##### Source material #####

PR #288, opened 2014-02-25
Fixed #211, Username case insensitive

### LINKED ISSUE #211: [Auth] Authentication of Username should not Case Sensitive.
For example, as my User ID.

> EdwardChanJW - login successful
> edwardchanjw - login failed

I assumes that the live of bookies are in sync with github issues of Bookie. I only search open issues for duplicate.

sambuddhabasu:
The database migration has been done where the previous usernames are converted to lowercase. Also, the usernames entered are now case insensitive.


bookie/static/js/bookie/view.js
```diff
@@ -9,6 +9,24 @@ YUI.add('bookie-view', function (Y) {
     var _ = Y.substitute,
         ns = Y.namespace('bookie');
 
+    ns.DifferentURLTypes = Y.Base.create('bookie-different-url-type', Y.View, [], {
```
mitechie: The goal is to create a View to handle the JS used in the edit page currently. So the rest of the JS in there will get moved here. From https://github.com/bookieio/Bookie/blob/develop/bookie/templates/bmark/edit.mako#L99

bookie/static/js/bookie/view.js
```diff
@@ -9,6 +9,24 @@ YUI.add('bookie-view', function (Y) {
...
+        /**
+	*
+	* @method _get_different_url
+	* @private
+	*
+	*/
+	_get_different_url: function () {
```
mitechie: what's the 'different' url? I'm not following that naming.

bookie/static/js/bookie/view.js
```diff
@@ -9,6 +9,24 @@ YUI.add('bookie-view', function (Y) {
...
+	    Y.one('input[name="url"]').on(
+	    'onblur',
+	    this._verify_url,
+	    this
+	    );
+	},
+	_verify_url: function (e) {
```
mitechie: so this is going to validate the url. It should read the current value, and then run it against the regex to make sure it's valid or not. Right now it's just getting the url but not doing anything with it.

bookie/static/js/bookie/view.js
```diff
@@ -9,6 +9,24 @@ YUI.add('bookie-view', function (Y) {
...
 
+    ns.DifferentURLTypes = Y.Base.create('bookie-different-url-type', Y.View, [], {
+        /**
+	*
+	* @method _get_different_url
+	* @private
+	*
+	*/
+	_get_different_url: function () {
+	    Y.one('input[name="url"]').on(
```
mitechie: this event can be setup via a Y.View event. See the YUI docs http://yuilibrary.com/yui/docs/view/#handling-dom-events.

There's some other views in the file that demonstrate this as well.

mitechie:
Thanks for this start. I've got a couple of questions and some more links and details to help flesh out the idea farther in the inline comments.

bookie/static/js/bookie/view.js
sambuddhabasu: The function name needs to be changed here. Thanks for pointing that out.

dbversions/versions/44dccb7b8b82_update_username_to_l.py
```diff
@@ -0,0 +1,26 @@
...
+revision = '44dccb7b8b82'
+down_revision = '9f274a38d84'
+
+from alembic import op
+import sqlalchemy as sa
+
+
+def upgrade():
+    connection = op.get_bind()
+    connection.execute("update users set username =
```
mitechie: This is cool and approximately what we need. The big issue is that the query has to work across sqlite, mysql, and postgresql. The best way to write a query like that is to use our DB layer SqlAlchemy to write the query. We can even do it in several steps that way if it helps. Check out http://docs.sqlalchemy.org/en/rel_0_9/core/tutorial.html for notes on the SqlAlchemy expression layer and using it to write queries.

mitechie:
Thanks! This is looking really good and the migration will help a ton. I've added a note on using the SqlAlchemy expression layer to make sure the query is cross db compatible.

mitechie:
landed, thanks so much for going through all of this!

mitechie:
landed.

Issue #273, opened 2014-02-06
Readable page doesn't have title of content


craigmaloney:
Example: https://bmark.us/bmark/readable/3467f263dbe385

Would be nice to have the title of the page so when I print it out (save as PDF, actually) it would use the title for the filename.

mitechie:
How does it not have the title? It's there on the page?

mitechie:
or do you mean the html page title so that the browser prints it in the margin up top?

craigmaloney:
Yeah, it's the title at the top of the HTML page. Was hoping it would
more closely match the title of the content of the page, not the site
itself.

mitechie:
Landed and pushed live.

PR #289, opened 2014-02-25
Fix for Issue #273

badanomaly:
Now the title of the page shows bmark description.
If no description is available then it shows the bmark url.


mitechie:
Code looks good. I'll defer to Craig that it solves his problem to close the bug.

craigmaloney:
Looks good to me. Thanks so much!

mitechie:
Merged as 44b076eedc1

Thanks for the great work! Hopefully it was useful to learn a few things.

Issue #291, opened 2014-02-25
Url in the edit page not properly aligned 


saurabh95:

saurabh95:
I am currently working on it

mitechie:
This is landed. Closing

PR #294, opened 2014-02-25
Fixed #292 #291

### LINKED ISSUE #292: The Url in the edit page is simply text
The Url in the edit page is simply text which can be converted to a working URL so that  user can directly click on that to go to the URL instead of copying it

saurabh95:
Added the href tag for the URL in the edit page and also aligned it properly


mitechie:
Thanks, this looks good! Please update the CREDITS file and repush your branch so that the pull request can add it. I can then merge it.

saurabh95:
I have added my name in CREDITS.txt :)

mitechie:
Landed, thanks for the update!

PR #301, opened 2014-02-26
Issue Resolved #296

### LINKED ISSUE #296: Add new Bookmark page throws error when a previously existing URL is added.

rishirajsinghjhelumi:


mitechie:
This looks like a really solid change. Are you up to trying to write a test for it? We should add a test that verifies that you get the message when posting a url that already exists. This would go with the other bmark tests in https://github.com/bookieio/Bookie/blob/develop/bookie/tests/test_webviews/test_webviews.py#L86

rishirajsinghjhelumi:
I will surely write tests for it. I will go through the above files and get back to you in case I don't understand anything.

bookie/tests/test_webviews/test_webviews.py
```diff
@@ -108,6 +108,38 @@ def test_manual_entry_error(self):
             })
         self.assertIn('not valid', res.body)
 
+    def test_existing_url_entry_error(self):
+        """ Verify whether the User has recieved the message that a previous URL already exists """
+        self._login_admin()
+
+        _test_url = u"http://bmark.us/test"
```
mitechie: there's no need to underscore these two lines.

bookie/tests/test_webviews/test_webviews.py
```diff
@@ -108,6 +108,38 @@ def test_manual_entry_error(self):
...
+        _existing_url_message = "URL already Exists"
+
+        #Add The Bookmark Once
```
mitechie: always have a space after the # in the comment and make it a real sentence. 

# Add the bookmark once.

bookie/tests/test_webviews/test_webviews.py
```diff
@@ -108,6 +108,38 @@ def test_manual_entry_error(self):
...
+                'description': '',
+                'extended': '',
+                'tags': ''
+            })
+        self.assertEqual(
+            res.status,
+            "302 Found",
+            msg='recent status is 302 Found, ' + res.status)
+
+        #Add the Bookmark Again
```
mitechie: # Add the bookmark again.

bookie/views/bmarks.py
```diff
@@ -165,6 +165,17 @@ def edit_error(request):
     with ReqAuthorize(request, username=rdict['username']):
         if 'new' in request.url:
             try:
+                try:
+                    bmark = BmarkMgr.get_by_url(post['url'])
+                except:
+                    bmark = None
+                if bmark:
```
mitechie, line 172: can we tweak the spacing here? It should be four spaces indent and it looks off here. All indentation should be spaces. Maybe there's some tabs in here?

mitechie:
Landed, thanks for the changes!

#####

• The task
From the data, list each line in which the string "text" appears.

• Answer for this exercise
### LINKED ISSUE #292: The Url in the edit page is simply text
The Url in the edit page is simply text which can be converted to a working URL so that  user can directly click on that to go to the URL instead of copying it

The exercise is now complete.